Power AutomateでSharePointリストやドキュメントライブラリの添付ファイルを扱おうとした際に、フローが正常に動作しない、添付ファイルが取得できない、または更新できないといった問題に直面したことはありませんか。これらの問題は多くの場合、Power Automateのコネクタ設定やSharePoint側のアクセス権限、添付ファイルの扱いに関する基本的な理解不足から発生します。本記事では、Power AutomateでSharePointの添付ファイルを操作するために必要な基本設定と利用条件を、具体的な手順と失敗パターンを含めて解説します。この記事を読むことで、問題の原因を特定し、適切な対処法を判断できるようになります。
【要点】この記事で確認すること
- 最初に見る場所: フローのトリガーとアクションで使用している「添付ファイル」関連の設定、およびSharePointリストの「添付ファイルを有効にする」設定の有無。

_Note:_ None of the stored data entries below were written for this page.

PR #548, opened 2022-06-29
feat: add wallet.supportsAvalanche() method

gomesalexandre:
### Description

This adds `_supportsAvalanche` / `_supportsAvalancheInfo` class members and consumes the former in the `wallet.supportsAvalanche()` method 

### Issue

- partially tackles https://github.com/shapeshift/web/issues/2097


packages/hdwallet-core/src/ethereum.ts
```diff
@@ -108,6 +108,7 @@ export interface ETHVerifyMessage {
 
 export interface ETHWalletInfo extends HDWalletInfo {
```
0xApotheosis, line 109: Should this be changed to `EvmWalletInfo`?

packages/hdwallet-core/src/ethereum.ts
```diff
@@ -160,6 +161,7 @@ export interface ETHWalletInfo extends HDWalletInfo {
 
 export interface ETHWallet extends ETHWalletInfo, HDWallet {
```
0xApotheosis, line 162: Should this be changed to `EvmWallet`?

cjthompson:
Since there isn't any implementation changes in this, I don't think we need to have a `support` method for every EVM chain out there.  Instead, I think you should combine this with #547 and rename `supportAvalanche` to `supportsEthAddChain`. You could even add `supportsEthSwitchChain` (there is an `ethSwitchChain` method above the new you one you added).

Then you just do feature detection for whether `ethAddChain` and/or `ethSwitchChain` is supported and do the thing accordingly.

Then you can add future EVM chain support to any wallet that implements those methods.

packages/hdwallet-core/src/ethereum.ts
cjthompson: > Should this be changed to `EvmWallet`?

Yes, but it would be a massive breaking change. It would be better to just add a JSDoc comment above explaining that it's really for any Ethereum-compatible chain.

gomesalexandre:
> Then you just do feature detection for whether `ethAddChain` and/or `ethSwitchChain` is supported and do the thing accordingly.

That sounds like a good option to me. While this made sense for native (or base in the context of the EVMBaseAdapter) chains, you're right we shouldn't need to add these for every EVM chains we add.
`supportsEthSwitchChain` will do the trick, and make feature detection easier for https://github.com/shapeshift/web/issues/2130

gomesalexandre:
Closing in favor of `supportsEthSwitchChain` in https://github.com/shapeshift/hdwallet/pull/547

Issue #549, opened 2022-07-12
Remove unused type guards


gomesalexandre:
### Overview

We define wallet methods as type guards in `hdwallet-core`

However, we don't use them as type guards but only as regular utility methods to check for feature detection e.g

https://github.com/shapeshift/hdwallet/blob/9ada7ded938f7a8ee752517523a724d6a18d5f3e/packages/hdwallet-core/src/wallet.ts#L120-L122

We should remove the unused type guard in all these methods.

### References and additional details

hdwallet-core methods implementations:

https://github.com/shapeshift/hdwallet/blob/master/packages/hdwallet-core/src/wallet.ts

### Acceptance Criteria

- The hdwallet-core type guards are removed

0xApotheosis:
Thank you for this @gomesalexandre!

PR #435, opened 2022-02-12
refactor: remove `isWalletType` introspection functions

mrnerdhair:
`instanceof` makes implementing new wallet types easier (and everything less messy)

PR #550, opened 2022-07-13
feat: remove unused type guard typings

gomesalexandre:
## Description

This removes the unused type guard (`x is Y`) from the `supportsXYZ` methods

Note that the `supportsCosmos` and `supportsOsmosis` ones are kept, as they are actually used in `chain-adapters`.

Tried linking in lib and web and this builds/passes type-check.

## Issue

- closes https://github.com/shapeshift/hdwallet/issues/549

### DIFF
--- a/packages/hdwallet-core/src/wallet.ts
+++ b/packages/hdwallet-core/src/wallet.ts
@@ -1,18 +1,8 @@
 import _ from "lodash";
 
-import { BinanceWallet, BinanceWalletInfo } from "./binance";
 import { BTCInputScriptType, BTCWallet, BTCWalletInfo } from "./bitcoin";
-import { CosmosWallet, CosmosWalletInfo } from "./cosmos";
-import { DebugLinkWallet } from "./debuglink";
-import { EosWallet, EosWalletInfo } from "./eos";
-import { ETHWallet, ETHWalletInfo } from "./ethereum";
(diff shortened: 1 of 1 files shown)


gomesalexandre:
@pastaghost Keeping this as a draft waiting for your input here. In the context of our consumptions, the type guards are effectively useless, but now that I'm thinking about it, we might have other projects consuming this and it might bring breaking type changes for them.

Happy to close both this and the issue with the rationale that hdwallet is open-source and we shouldn't tie implementations to our own usages.

0xApotheosis:
@pastaghost thoughts on this one re: @gomesalexandre comment?

I'm in favour of removing the type guard typings, as these functions aren't actually type guards (beyond their syntax), and so are misleading.

0xApotheosis (approved):
I think this PR makes these functions more correct, as they are more utility functions than actual type guards.

Pending thoughts from @pastaghost.

pastaghost (approved):

pastaghost:
I agree with @0xApotheosis on this one - I don't think this is proper use of a user-defined type guard. I'm in favor of removing the type guard returns and have approved the PR.

mrnerdhair:
(For an example of the above, see #435, which was closed at the time due to lack of review bandwidth.)

PR #554, opened 2022-07-26
fix: kk non-segwit utxo tx signing

asamere:
don't double sats convert utxo referenced prevTx amount @BitHighlander


elmutt (dismissed):

gomesalexandre (approved):
Very specific logic bit so untested, but looking at the `satsFromStr` function definition in https://github.com/shapeshift/hdwallet/blob/805617c2018543d611522d69d6b4e063ec9755b5/packages/hdwallet-core/src/utils.ts#L158 and the intent of this PR, this looks sound.

gomesalexandre:
@asamere Given this is only used in one place currently, do we want to remove the `satsFromStr` definition in a follow-up PR? I'm always cautious about such breaking changes, as, as @pastaghost mentioned, many projects are consuming hdwallet packages, not just our own.

With [a global GitHub search for it](https://github.com/search?q=satsFromStr&type=code), I can see that the only references to it is on one fork of hdwallet, which hasn't been kept up to date with origin upstream in months, with the only consumption being the one that this removes so IMO it should be safe to deprecate/remove.

0xdef1cafe (approved):

0xdef1cafe:
nice find! tests are sad now and look related and real failures.

kaladinlight:
> @asamere Given this is only used in one place currently, do we want to remove the `satsFromStr` definition in a follow-up PR? I'm always cautious about such breaking changes, as, as @pastaghost mentioned, many projects are consuming hdwallet packages, not just our own.
> 
> With [a global GitHub search for it](https://github.com/search?q=satsFromStr&type=code), I can see that the only references to it is on one fork of hdwallet, which hasn't been kept up to date with origin upstream in months, with the only consumption being the one that this removes so IMO it should be safe to deprecate/remove.

In addition to this, considering this logic has been in place since HDWallet was created, I would be thinking along the same lines of @gomesalexandre unless we have not been able to send legacy since the inception of HDWallet. Does seem weird for a wallet api to want to talk in terms of btc over sats though regardless

kaladinlight (approved):

asamere:
> nice find! tests are sad now and look related and real failures.

taking a look at tests

elmutt (dismissed):

kaladinlight:
> > 
> 
> @kaladinlight @gomesalexandre did CQ by chance return prevTx value as floating point? this toSats/fromSats nonsense is a relic of hurried axiom dev from my recollection.

cq just talking in sats, unless watchtower was doing anything weird. was legacy send broken forever? that is what I am a little confused about

kaladinlight (dismissed):

kaladinlight (approved):

kaladinlight:
We can remove the `satsFromStr` helper as well as it is no longer in use?

0xdef1cafe (approved):

PR #556, opened 2022-08-07
fix: wallet integration tests

gomesalexandre:
This fixes the integration tests not passing on the last builds, see https://github.com/shapeshift/hdwallet/runs/7708987352


0xApotheosis (commented):
I tried to run this locally, and it seems we still need to update all of the `integration/src/{wallet}/index.ts` files, too?

That said, this it could be a local env thing because CI passes.

Screen Shot 2022-08-08 at 6 25 07 am

pastaghost:
@gomesalexandre I can also confirm @0xApotheosis' result - I see the same errors when running `yarn test:integration` locally.

0xApotheosis:
@pastaghost weird how CI passes though, is that expected?

pastaghost:
> @pastaghost weird how CI passes though, is that expected?

@0xApotheosis I think CircleCI is misconfigured for non-master branches in this repo. Both the `build` and `release-packages` are run on the master branch, but  looking at the last CI run on the `fix_wallet_integration_tests` branch, it looks like neither of the CircleCI jobs was executed. That would certainly explain why @gomesalexandre's branch seems to be passing CI.

gomesalexandre:
> I tried to run this locally, and it seems we still need to update all of the `integration/src/{wallet}/index.ts` files, too?
> 
> That said, this it could be a local env thing because CI passes.

I just tried deleting and re-cloning the repo as a sanity check and running `yarn test:integration` off freshly built packages in master which gave me this, and the exact same in this branch:

```sh
Test Suites: 1 failed, 6 passed, 7 total
Tests:       94 failed, 54 skipped, 515 passed, 663 total
```

But you're right these need to be updated too. I assume it all to be some hdwallet build shenanigans, since actually going to `integration/src/{wallet}/index.ts` files triggers my languageserver to report the errors you've mentioned:

image

Tackled in 26a19af4d0ebfe031d07a8c0acff7cbc60919ab9 - @0xApotheosis and @pastaghost could you give it another run locally in case I can't fix the local shenanigans by then? 🙏🏽

Alternatively, is there a way to trigger CI on non-master branches @pastaghost?

0xApotheosis:
Hmm, now the language server is happy, but `yarn test:integration` still is still sad (small extract. below):

Screen Shot 2022-08-08 at 7 58 04 pm

0xApotheosis (approved):
I do not know if this will fix CI on `master`, but it's strictly better than `master` at the moment.

I'm still getting failing tests when running `yarn test:integration`, but I also get that on `master`, so it's not a regression in this PR.

0xApotheosis:
> I think CircleCI is misconfigured for non-master branches in this repo.

Thanks for the context @pastaghost. I just took a look at CircleCI to see if I could fix the issue, but it seems I don't have the needed permissions to access the `hdwallet` pipeline.

Assuming you do have the needed permissions, is this something you can take a look at?
Want me to make a ticket for it?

- 切り分けの軸: 添付ファイルの操作対象が「リストのアイテムに対する添付ファイル」か「ドキュメントライブラリのファイル」か、またフローが実行されるアカウントの権限(特にアイテムへの編集権限)があるかどうか。
- 注意点: SharePointリストの添付ファイル機能は、リストの「詳細設定」で有効化する必要があり、標準では無効です。また、添付ファイルを扱うPower Automateのアクションは環境によって使用できない場合があります。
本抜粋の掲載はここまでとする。